THE PROBLEM OF PHOTOGRAPHIC MEANING IN ROLAND BARTHES: FROM DENOTATION TO DISCOURSE
Keywords:
semiotics, sign, meaning, denotation, connotation, R. BarthesAbstract
One of the most relevant topics in the theory of photography is the problem of photographic meaning. Within its framework, Peirce’s semiotics of the indexical and iconic sign, R. Barthes’ analysis of photographic messages, and the study of the photographic signified within social discursive practices are recognized as milestones and defining.
This article is devoted to the analysis of the peculiarities of understanding photographic meaning in R. Barthes. The main object of the study is two works of the theorist: “Photographic Message” and “Rhetoric of the Image”. The main methodological tools of Barthes’s analysis of the problem of meaning in a photograph were structural linguistics (denotation, connotation) and the categorical apparatus of information theory (code, message, source, recipient).
According to the theorist, two codes operate within the photographic message: denotative and connotative. The definition of the first of these is quite controversial, as it ranges from its complete denial to recognition as a kind of primary visual analogue of reality. The main purpose of the code is to be the basis of connotation. Connotative codes are not only much more numerous and contribute to the deepening of photographic meaning, but are also often used for certain ideological manipulative practices.

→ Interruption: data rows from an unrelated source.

PR #5048, opened 2024-07-31
Update the size and position of Entry accessories to be more consistent with our tap sizes

### LINKED ISSUE #4430: Odd looking SelectEntry with long PlaceHolder - overlap by dropdown ActionItem
### Checklist

### Describe the bug

Using SelectEntry with a long PlaceHolder looks odd because the ActionItem to open the dropdown is rendered partially over the PlaceHolder text.

### How to reproduce

1. Run example code
2. Hover with mouse over ActionItem to open dropdown
3. See overlap as shown in screenshot

### Screenshots

selectentry-placeholder-overlap

### Example code

```go
package main

import (
	"fyne.io/fyne/v2/app"
	"fyne.io/fyne/v2/container"
	"fyne.io/fyne/v2/widget"
)

func main() {
	a := app.New()
	w := a.NewWindow("PlaceHolder SelectEntry Overlap Test")

	e := widget.NewSelectEntry([]string{})
	e.PlaceHolder = "Lorem ipsum dolor sit amet, consectetur adipiscing elit, sed do eiusmod tempor incididunt ut labore et dolore magna aliqua."

	w.SetContent(container.NewCenter(e))
	w.ShowAndRun()
}
```

### Fyne version

2.4.2

### Go compiler version

different versions

various deskop oses (not tested on mobile)

### Additional Information

_No response_

andydotxyz:
Improved layout and fixing a bug and making way for a new widget I have in mind too :)

Fixes #4430

### Checklist:

- [x] Tests included.
- [x] Tests all pass.

320883980-932de6d6-f7e4-4318-9741-0c1bed3836e9


andydotxyz:
Here is the password accessory. 

Screenshot 2024-07-31 at 22 18 23

widget/entry_password.go
```diff
@@ -67,7 +67,7 @@ func (r *passwordRevealerRenderer) Layout(size fyne.Size) {
 
 func (r *passwordRevealerRenderer) MinSize() fyne.Size {
 	iconSize := r.entry.Theme().Size(theme.SizeNameInlineIcon)
-	return fyne.NewSquareSize(iconSize)
+	return fyne.NewSquareSize(iconSize + r.entry.Theme().Size(theme.SizeNameInnerPadding)*2)
```
dweymouth, line 70: It looks like you're reserving the inner padding here in the actionItem. Should this be applied in the Entry renderer code instead, so that using a standard widget.Icon as an entry actionItem would result in the same layout and spacing as the password entry's revealer?

andydotxyz: Good point, thanks

andydotxyz: Actually after working on this it doesn't seem like a good plan - that would mean that either Entry adds big padding around all action items (including buttons etc) or it has a special case for the revealer or peeks into the renderer of an action item to see if it's a button.

Really it belongs here because the tappable area should not have been just the size of an icon. This is a change and so if you're uneasy about this in a point release we could push back to v2.6.0 with a changelog item mentioning that action items match the expected tappable area by adding inner padding around them if just icons?

dweymouth: It does seem like something developers should know about, in order to add the padding around their ActionItem icons to match the rendering of the builtin ones (password entry, etc). So maybe it is better in 2.6

andydotxyz:
Thanks @dweymouth - I have moved this to `develop` and added a `CHANGELOG` note.

andydotxyz:
@dweymouth happy with this now? I think the points were addressed.

dweymouth (approved):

Potential mechanisms for deepening or limiting meanings are the addition of visual codes to verbal ones. The first is practiced within artistic photography through a certain tension and divergence between the signified of the visual and verbal codes. The second is actively used in various mass communications in order to form a meaning ideologically necessary for the sender.

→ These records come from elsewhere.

PR #5055, opened 2024-08-06
Update so we call the systray functions on main thread

### LINKED ISSUE #5039: `SetSystemTrayMenu` doesn't work when run in goroutine
### Checklist

### Describe the bug

I changed my code so it would set the System Tray in a goroutine after another condition was met.  The app still showed the system tray icon but right-clicking it did nothing.  Moving it back so `SetSystemTrayMenu` is always run before `App.Run()` appears to fix the problem.  It may be fine that this is a requirement - but its not documented anywhere and it would be good to at least return or log an error if SetSystemTrayMenu doesn't actually work in this case.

An important influence on the formation of photographic meaning is also exerted by both the process of creating a photographic message and the act of perceiving it. How a photographic message is understood and read largely depends on its creators, who, through the choice of the subject of the photograph, the use of lighting, angle, and editing techniques, significantly push the recipient to form the desired meaning. However, given that each of us is a certain historically conditioned set of subjects, which manifests itself at the linguistic level through different idiolects, we are capable of significantly expanding the possible meaning of a photographic message.